Blowing a Gasket

“Blowing a gasket.” “Lost his cool.” “She freaked out.” These are all euphemisms for getting angry. What is it that causes you to get angry? I find our 7 month old beagle puppy, Sophie, to be a great resource for me to explore the philosophical angles of anger and wrath. She is at that stage where she can be a true nuisance and has no intention of doing what you want her to do. She delights in chewing what is not a food substance. You get the idea.

We read in Psalm 37:8 “Refrain from anger, and forsake wrath!” We also read in James 1:19-20, Know this, my beloved brothers: let every person be quick to hear, slow to speak, slow to anger; for the anger of man does not produce the righteousness of God. It’s clear that anger is something we are to forsake and a sin for which we should repent. The problem is, how do we get there? How do we fight our tempers?

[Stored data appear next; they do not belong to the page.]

PR #6196, opened 2026-06-25
feat(009): index + search Collabora office document content

hero101:
Part of alkem-io/client-web#9881

Part of **`workspace#009-office-doc-search`** — Office Document Content Search (rollout step 2 of 3; **LEAD** slice).

## What
Indexes and searches the text content of Collabora office documents (docx/xlsx/pptx) in global search, as a new `COLLABORA_DOCUMENT` search result type.

- **Extraction** — `CollaboraTextExtractService`: fetches bytes via `FileServiceAdapter` (no Collabora), parses in-process with `officeparser@7.2.1`, cleans markup, returns `null` on no-text/parse-error/fetch-error/over-cap. Source-file-size cap is a **dedicated config key** `search.collabora_document_max_source_size` (default 25 MiB), enforced twice: pre-fetch against the DB `size` column and post-fetch against the actual byte count. Cleaned text is **truncated to 1,000,000 chars** (FR-016) before indexing.
- **Ingest** — lazy, on owning-entity reindex; loads docs from both `CalloutFraming` and `CalloutContribution`, extracts **sequentially** (one document in memory at a time), writes `content` + `flowStateID` to the new **`office-document`** index, then force-merges it to one segment. Bulk requests are **byte-chunked** (10 MB sub-requests) and a failed batch is recorded without aborting the reindex. No-text docs still indexed (findable by `displayName`).
- **Result type** — new `ISearchResultCollaboraDocument` DTO + enum value, split into framing (`isContribution=false`) / contribution (`isContribution=true`) results. Query-time auth filter (no index-baked permissions). No excerpt, no match-source field. `profile.url` resolves to the parent callout URL (new `COLLABORA_DOCUMENT` case in the URL generator).
- **Query** — reworked relevance (affects all result types, deliberate): `profile.displayName.text^3` and `profile.tags^2` field boosts, typo-tolerant fuzzy matching scoped to `content` only, and a phrase-proximity ranking boost on `content`. Matched terms are reported back via ES highlights (`ISearchResult.terms`, server#3702).
- **Observability** — reason-tagged Winston log + APM metric + reindex `Task` record on every skip/failure (`no-text` | `parse-error` | `fetch-error` | `over-cap`).
- **Schema** — additive (`schema.graphql` regenerated; no BREAKING).

## Tests
Extract-service unit + result-type/auth integration + query-builder/highlight specs + URL-generator branch specs. Lint + full unit suite green.

## Not in this PR
- T022 (operational backfill via `adminSearchIngestFromScratch`) and T024 (e2e quickstart) — need a booted stack (ES+DB+file-service).
- Quoted-phrase (`"exact phrase"`) query semantics — quotes are currently ignored (bag-of-words, OR). Needs a product decision + `match_phrase` support; candidate follow-up story.

## Cross-repo
Index alias matches the reporting-orchestration template (`alkemio-data-*office-document-*`); apply that template first. Client-web renders the new type once this schema merges.

Spec: `agents-hq/specs/009-office-doc-search/` · tasks: `tasks/server.md`

## Summary by CodeRabbit

* **New Features**
  * Collabora documents are now indexed and returned as a new search result type, including dedicated URL generation.
  * Search results now display relevance terms derived from highlighted matches.
* **Bug Fixes**
  * Improved search relevance with boosted profile matching, typo-tolerant content matching, and phrase boosting.
  * More robust office-document indexing: better handling of oversized/unsupported/empty documents, with consistent truncation and skipping.
* **Chores**
  * Added `search.collabora_document_max_source_size` and reduced the default `storage.file.max_file_size` to 15 MiB.


polibb:
Critical — breaks the feature
- Empty profile.url for every Collabora document result (CONFIRMED). The URL generator's switch has no COLLABORA_DOCUMENT case and falls through to a bare return ''. The client passes this straight into href. This breaks the PR's core acceptance criterion ("one-action open result").  Fix: add the missing case, mirroring the existing whiteboard case.

manual testing:
`[url-generator] Using cached url for entity: http://localhost:3000/adminspacepublic`
clicking on a search result actually just closes the dialog in /home and leaves user at /home

High — silent correctness/data-loss bugs
- Tag-boost targets a field nothing writes (CONFIRMED). Query boosts profile.tagsets.tags^2, but ingestion only ever writes profile.tags — the boost is a permanent no-op, and the PR's own test asserts the wrong field name, so it won't catch this.
- profile.displayName^3 boost only fires on exact-match keyword field — word-level title matches route through .text at weight 1 instead, so the "title matches rank higher" claim isn't actually true for partial matches.
- Unbounded concurrent extraction (Promise.all per batch) — up to 25 MiB of documents extracted concurrently during a full reindex, despite the code's own comment claiming sequential awaiting. Corroborated independently by 3 agents. The existing asyncMapSequential helper is the intended tool here — use it.
- Task-record clobbering — updateTaskResults is an unlocked Redis GET→mutate→SET, called concurrently; concurrent skip-records get lost to last-write-wins. Note: even serializing the callers isn't a full fix since fetchAndIngest/ingestBulk fire un-awaited calls that can still interleave — flag that the durable fix is an atomic append or per-task queue, not just a mutex.
- One oversized bulk call aborts the entire reindex task — because office-document is ingested last, a single failed bulk call means the alias flip never runs and all 9 other freshly-rebuilt indices get silently discarded.

Medium — spec/description mismatches (worth calling out explicitly since you asked for this)
- PR body claims "no query change" — actually a full query-builder rewrite.
- PR body claims reuse of STORAGE_MAX_FILE_SIZE — actually a separate, undocumented 25 MiB cap.
- Size cap only guards the compressed file size — zip-bomb inflation is unbounded after decompression.
- Cap trusts the DB file.size column rather than actual fetched byte count (TOCTOU-style trust issue).
- Ingest batch size raised 30→50 for posts/whiteboards/memos with no payload chunking — undocumented, lower severity than the office-doc issue but same family.
- An entire unspecced <em>/matched-terms highlighting subsystem shipped with no corresponding spec entry.
- Dead isContribution field written to the index that nothing reads.

Architecture/SOLID

- Adding a new result type requires coordinated edits across ≥6 separate per-type lists in the search layer, with variadic call sites — this compiles fine even if you miss one, causing silent result loss for that type. Worth a comment recommending a single registry/discriminated-union pattern instead of parallel lists.
- Fuzzy clause widens matching for existing whiteboard results as a side effect of the rewrite (unintended ranking change for content unrelated to this PR's stated scope).
- Exact content hits now score up to 3x — a global ranking change "smuggled in" alongside the new result types, not mentioned in the PR description.

polibb:
Any reason I can get a maximum of 4 results?

image

image

image

---

I got more than 4 only once, when posts were returned as well:

image

but it's listing separately the posts from the documents (and not all of them at that, even though all of them are uploaded the same way - import in a new post, taking the document title as post title), and filtering for posts doesn't exist, so they're just visible on "All" not on "Documents"

image

the post link takes you to the post in the space though, unlike the link of a document result

P.S. Q: we have relevance ordering ('resilience' appears 18x in D10, once each in D01/P10/P13/X10) ?

---

image

phrase search is not honored. Your result (doc-07, xls-11, xls-03, ppt-01) is exactly the OR-union of the individual terms: quantum {doc-07, ppt-01, xls-03} ∪ meadow {doc-07, xls-11}. The quotes were ignored and the query ran as bag-of-words with a default OR operator (an AND would have returned only doc-07). If exact-phrase queries are a requirement, you'll need match_phrase/positional support — right now quoting does nothing

do we want that?

---

🌈 Consolidated model:

Analysis chain: lowercase yes, unicode/Cyrillic yes, diacritic-folding no, stemming no, asciifolding no.
Query behavior: fuzzy AUTO (1 edit for 3–5 chars, 2 for ≥6), Damerau transpositions on, prefix_length ≈ 2 (first two chars protected), default operator OR, no phrase/match_phrase support.
Extraction coverage: body text, table cells, speaker notes, all worksheets — but not doc footers/headers or embedded chart text.

hero101:
@polibb Thorough review — thank you. Went through every item; here's the disposition. Code fixes are staged locally and land in the next push.

## Fixed (next push)

- **Empty `profile.url` (Critical)** — confirmed: `generateUrlForProfileNotCached` had no `COLLABORA_DOCUMENT` case and fell through to `''`. Added the case: the document's profile URL resolves to the **parent callout URL** (framing → the callout page renders the document; contribution → the callout page lists it). A true deep-link (`…/documents/<id>` route) needs a client route + url-resolver segment — a document has no `nameID` — so callout-level linking is the correct server-side fix for now. Covered by three new URL-generator specs.
- **Tag boost targeted a non-existent field** — confirmed: ingestion writes `profile.tags` (joined string), never `profile.tagsets.tags`. Boost changed to `profile.tags^2`; the test asserting the wrong field is fixed too.
- **`displayName^3` fired only on whole-string keyword match** — confirmed against the `alkemio-data-base-fields` mapping (`displayName` is `keyword` with a `.text` subfield). Boost now targets `profile.displayName.text^3`, so word-level title matches actually rank higher.
- **Unbounded concurrent extraction** — confirmed: `asyncMap` is `Promise.all`. Switched to `asyncMapSequential` (one document in memory at a time), comment corrected.
- **Oversized bulk aborting the whole reindex** — two-part fix: bulk payloads are now byte-chunked (10 MB sub-requests, single oversized doc isolated in its own request), and a thrown batch failure is recorded as an errored batch instead of propagating — so the alias flip and the other 9 indices survive.
- **Cap trusts the DB size column (TOCTOU)** — added a post-fetch re-check against the actual fetched byte count (skip = `over-cap`, with both numbers logged).
- **Task-record interleaving from this PR** — the un-awaited `updateTaskResults` in `fetchAndIngest` is now awaited, and sequential extraction serializes the per-skip records. Agreed the durable fix is an atomic append in `TaskService` (GET→mutate→SET on a shared cache entry is pre-existing infra used by all callers) — that's a separate story; happy to file it.
- **PR body mismatches** — body rewritten to match the code: dedicated 25 MiB cap (not `STORAGE_MAX_FILE_SIZE`), truncation at 1M chars, the query rework (boosts + fuzzy + phrase-proximity + highlight matched-terms), `office-document` index name, and the ranking-change disclosure.

## Not changing — reasoning

- **Zip-bomb inflation** — real residual risk: `officeparser` inflates in memory with no inflation cap, so only the compressed size is guardable pre-parse. Sequential extraction now bounds the blast radius to one document at a time inside an offline ingest task (not the request path), and the 25 MiB compressed cap bounds typical inflation. A hard fix means a streaming/inflation-capped unzip layer or an external extraction service — out of scope here; can be a follow-up if we want it.
- **Dead `isContribution` in the index** — deliberate and documented in the spec's `data-model.md`: "write-only in ES … kept in the mapping for future ES-side category filtering (or removal; follow-up in tasks/server.md Phase 6)". The result service intentionally recomputes it from the DB at query time (authoritative over a possibly-stale index).
- **Per-type parallel lists (registry/discriminated-union)** — agree it's a real maintainability hazard (6+ coordinated edit sites, silent result loss if one is missed), but restructuring the search layer is well beyond this PR. Worth its own refactor story.
- **Fuzzy widening whiteboards / exact content hits scoring higher** — intentional, kept: fuzzy is deliberately scoped to `content` only (per-field Levenshtein rewrite cost), and phrase-proximity is a rescoring boost, not a matcher — it never changes which documents return, only their order. It applying to whiteboards too is consistent rather than accidental. Now disclosed in the PR body instead of smuggled.
- **Batch size 30→50 for posts/whiteboards/memos** — kept: it's row-count batching for throughput, and the new byte-chunking makes payload size independent of row count, which was the actual risk.

## Answers to the testing questions

- **"Max 4 results"** — client-side: `CrdSearchOverlay.tsx` hardcodes `SEARCH_RESULTS_COUNT = 4` per category page (server default budget is 40 split across categories). More results come via cursor pagination ("load more"), not a bigger first page. If 4 feels low for the Documents tab, that's a one-line client change.
- **Posts listed separately from documents** — by design (ADR 0002): an *imported* document creates a Post whose title matches, so the *post* entity matches by title (a POST result) while the *document* matches by content (a COLLABORA_DOCUMENT result). They're different entities in different indexes. The Documents tab filter listing only document types (no posts) is the client's filter config.
- **Relevance ordering** — yes: BM25 term frequency (18× 'resilience' in D10 outscores 1× elsewhere, modulo length normalization), plus the phrase-proximity boost when terms appear close together.
- **Phrase search** — your analysis is exactly right: quotes are ignored, terms run as bag-of-words with OR. Supporting `"exact phrase"` needs quote-aware parsing + a `match_phrase` clause — product decision; I've listed it under "Not in this PR" as a candidate follow-up story.
- **Consolidated model** — accurate on all counts. One addition: doc headers/footers and embedded chart text aren't surfaced by officeparser's AST, hence not extracted; sheet names and speaker notes are recovered explicitly (its `toText()` drops them).

hero101:
009 Office Document Content Search — test summary

  Manual test plan executed against a local stack via the search GraphQL API, with a member and a non-member session.

  What was tested
  - Content search across Office formats — Word body text, Excel cell values and sheet-tab names, PowerPoint slide text and speaker notes
  - Access control — non-member gets zero results for a private-space document; member gets it (permission enforced at query time)
  - Relevance ranking — title/frequency boosts; found & fixed a tag-boost defect (below)
  - Flow-state-scoped search — a document in flow state A is correctly hidden when searching state B
  - Language & analysis contract — Cyrillic lowercase folding, no diacritic folding, no compound-word splitting; verified in Bulgarian and Dutch
  - Typo tolerance — fuzzy matching with a protected 2-char prefix
  - Pagination — 4 results per category + load-more cursor, no overlap
  - Phrase/quote handling — quotes ignored (OR-union of terms), by current contract
  - Freshness — a deleted document leaves the index after reindex
  - Empty/image-only doc — found by name, never by content; no-text skip recorded
  - No content leakage — results carry no document text excerpt

  Result: 16/17 machine-verifiable cases pass; 1 accepted by-design (see below).

  Bug found & fixed (and pushed): tag-only documents ranked dead-last because content matches were double-counted in the search query. Fixed (content^0 so
  content scores once). Forcing a tag strictly above content was intentionally dropped — it's not stable across reindexes (multi-shard BM25); tag ≈ 
  content parity accepted.

  Fixture fix: a Bulgarian test document was missing a sentence (a search term was untestable); regenerated it and authored the missing Dutch fixture.

polibb (approved):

Galatians 5:22-23 lists the fruits or evidences of the Spirit. One of those fruits is “self-control.” The Christian by definition has the Holy Spirit living within them. They believe the gospel because of the Spirit. They are convicted of sin because of the Spirit. It is God, working in us, by His Spirit, that will enable us to yield to self-control over anger. Step one is what my friend and mentor, Bebo Elkin, calls “stirring up the Spirit.” How are we at availing ourselves of the means of grace in the Word, prayer, fellowship, worship, and the sacraments? Through those means we are availing ourselves of the Spirit’s work.

That helps but I think we can be further helped in our struggle with anger. Fighting anger is more than just reading our Bibles for sure. Step two is to get to its root. Anger develops when a goal or idol is blocked. For example, when I’m anxious to leave the house and Sophie won’t come in from the back yard no matter how hard I call her, my goal of being punctual is being blocked.   Volcanic fury is the result. A more serious example is my anger toward people I care about may be a result of the fact that life is not meeting my selfish expectations. I perceive their actions as hindering my life of comfort and ease. The sin of which I need to confess that is producing anger is the sin of self-centeredness.

Now, this doesn’t touch on the reality of righteous anger. There certainly is such a thing. That’s for another Pastor’s Pen. My honest fear is that I too often shoehorn my sinful anger under the heading of righteous anger.

Maybe anger isn’t your problem. Maybe you don’t have a struggle with this problem. Want to test the waters of your own temper? May I suggest a puppy?